— WORK TO BE COMPLETED —
Return the data below exactly, but only from the line containing "- Less boilerplate code between components" through the line containing "Disadvantages I see", with both of those lines included.

— MATERIAL TO PROCESS —
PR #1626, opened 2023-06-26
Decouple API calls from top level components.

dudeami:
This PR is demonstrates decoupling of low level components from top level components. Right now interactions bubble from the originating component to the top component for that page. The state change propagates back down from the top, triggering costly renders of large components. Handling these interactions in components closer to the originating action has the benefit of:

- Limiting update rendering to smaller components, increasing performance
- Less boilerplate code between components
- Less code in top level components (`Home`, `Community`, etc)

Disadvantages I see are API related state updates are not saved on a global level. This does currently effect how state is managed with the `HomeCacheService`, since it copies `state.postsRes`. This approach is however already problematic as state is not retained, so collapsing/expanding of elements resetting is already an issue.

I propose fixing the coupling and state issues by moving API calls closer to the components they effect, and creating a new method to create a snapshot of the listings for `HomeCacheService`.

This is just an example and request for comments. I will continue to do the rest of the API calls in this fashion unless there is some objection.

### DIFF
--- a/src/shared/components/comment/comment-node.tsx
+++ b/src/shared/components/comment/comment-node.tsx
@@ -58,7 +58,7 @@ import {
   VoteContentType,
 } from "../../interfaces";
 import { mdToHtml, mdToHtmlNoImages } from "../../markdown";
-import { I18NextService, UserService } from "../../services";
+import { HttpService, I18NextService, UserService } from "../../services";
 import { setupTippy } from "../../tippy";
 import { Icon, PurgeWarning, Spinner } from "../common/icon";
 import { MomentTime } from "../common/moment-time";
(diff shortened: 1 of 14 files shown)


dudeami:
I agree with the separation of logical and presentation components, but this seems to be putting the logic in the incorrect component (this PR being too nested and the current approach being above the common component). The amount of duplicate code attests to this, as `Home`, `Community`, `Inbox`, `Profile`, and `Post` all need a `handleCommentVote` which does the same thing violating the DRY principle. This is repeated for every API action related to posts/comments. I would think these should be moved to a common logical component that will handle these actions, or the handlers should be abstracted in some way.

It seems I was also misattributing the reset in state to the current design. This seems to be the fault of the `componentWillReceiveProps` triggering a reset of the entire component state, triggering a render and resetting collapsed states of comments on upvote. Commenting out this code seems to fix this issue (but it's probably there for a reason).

---

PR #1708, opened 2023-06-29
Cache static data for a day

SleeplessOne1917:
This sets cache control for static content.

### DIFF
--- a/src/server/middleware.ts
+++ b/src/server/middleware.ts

— RESULT FOR THIS TASK —
- Less boilerplate code between components
- Less code in top level components (`Home`, `Community`, etc)

Disadvantages I see are API related state updates are not saved on a global level. This does currently effect how state is managed with the `HomeCacheService`, since it copies `state.postsRes`. This approach is however already problematic as state is not retained, so collapsing/expanding of elements resetting is already an issue.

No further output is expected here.